Speaking of nirvana, perhaps the oldest scam in human history is what happens to us after death. Here I am revealing myself once again as an atheist. It’s not that I think I’m better than you if you are a believer. I simply lack the gene or nerve impulse to believe for myself. And as much as I value human life, I—ahem—do not believe we are either eternal or immutable. I believe that we human beings—like all other life on this planet—are the product of undirected evolution, with mutations in our genetic inheritance governing our adaptability to changes in our environment, and with the test of any genetic modification being its usefulness under current conditions. No great spirit made me, is watching out for me, or is directing my steps—except in so far as I hold notions of goodness, propriety, and wisdom in my mind and intention. And no such being stands ready at my death to welcome me home to any kind of eternal bliss, paradise, or heaven.
Nirvana was the Buddha’s response to the eternal return, the cycle of continual rebirth that was embedded in his ancestral Hindu culture. He found the constant juggling with karma—do good in this life and be reborn on a higher plane in the next life; do evil now and suffer for it next time—as oppressive. The whole point of Gautama’s original teaching was that by living as neutral a life as possible, accumulating neither good nor bad karma, you can get off this cycle. And then, when you die, you will simply go out, like a candle. That would be the Buddha’s nirvana—not a place but a release. It makes sense if your cultural tradition was an eternity of coming back to human suffering and judgment under an uncontestable and inhuman rule.
But I don’t look forward to being reborn as anything. And after twenty, forty, sixty, eighty, or even ninety years as a human being on this Earth, I don’t expect to take my mind and memory, my innate personality, and go off to an eternity in a heaven or hell, eternal bliss or eternal suffering. I think that, at the end of a useful life, making my way in the world and caring for friends and family, at my death I will simply go out, like a candle. My mind and knowledge, my personality, will dissipate in the disruption of my neural synapses. My body will cease moving, and the lysosomes embedded in each cell will begin enzymatically breaking down the cell’s chemical structure, helping the ever-present bacteria dispose of my physical being. Much as I value human life, at the end of my time on Earth I will have no more usefulness, consciousness, or awareness than a dead squirrel smashed flat on the road. That’s not a nice image, I know—but at that point, I will be beyond caring.

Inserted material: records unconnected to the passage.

PR #829, opened 2026-08-25
VariableAnswer service and selector layer 

nicolearagao:
## What changed

Builds the data layer for storing answers to glossary variables, following the reads-are-selectors / writes-are-services split.

- **`variable_answer_set` service** — upserts an answer for (identity, variable), validating the value against the variable's `data_type` and `choices` first. An invalid value writes nothing.
- **Read selectors** — `variable_answer_list(identity)` and `variable_answer_map(identity, names)` in `selectors/topic_flow.py`.
- **`variable_value_validate`** — one pure, DB-free function that decides whether a value is legal. The corpus loader's `_variable_value_problem` now delegates to it, so corpus loading and answer writing can't drift apart.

It may be offensive to classify the various competing visions of an afterlife as a scam. Certainly, many people fear death, cannot imagine their own sudden absence, and take comfort in thoughts of eternal bliss and reunion with their departed loved ones. The notion of an afterlife—which usually adheres to some kind of moral teaching and proposed course of thought and belief—can be considered the ultimate carrot enticing you to follow this religion or that. And certainly, the idea of a person having no moral understanding and no personal guide to thought and belief is the grim depiction of a soulless, possibly hedonistic, likely cruel and dangerous human being.2
But yes, in my terms—private and privileged as they may be—belief in any kind of existence beyond this single life is one of the oldest scams, so old that most people don’t think of it as a scam at all. Sorry about that.
1. For those who say that true communism or true socialism hasn’t been tried yet … well, true perpetual motion hasn’t been tried yet, either—because it doesn’t exist in the real world.
2. And yes, I know—and freely acknowledge—that I follow the embedded values of the Judeo-Christian civilization into which I was born and raised. I just don’t happen to believe in the supreme and eternal being who supposedly sits at the center of it.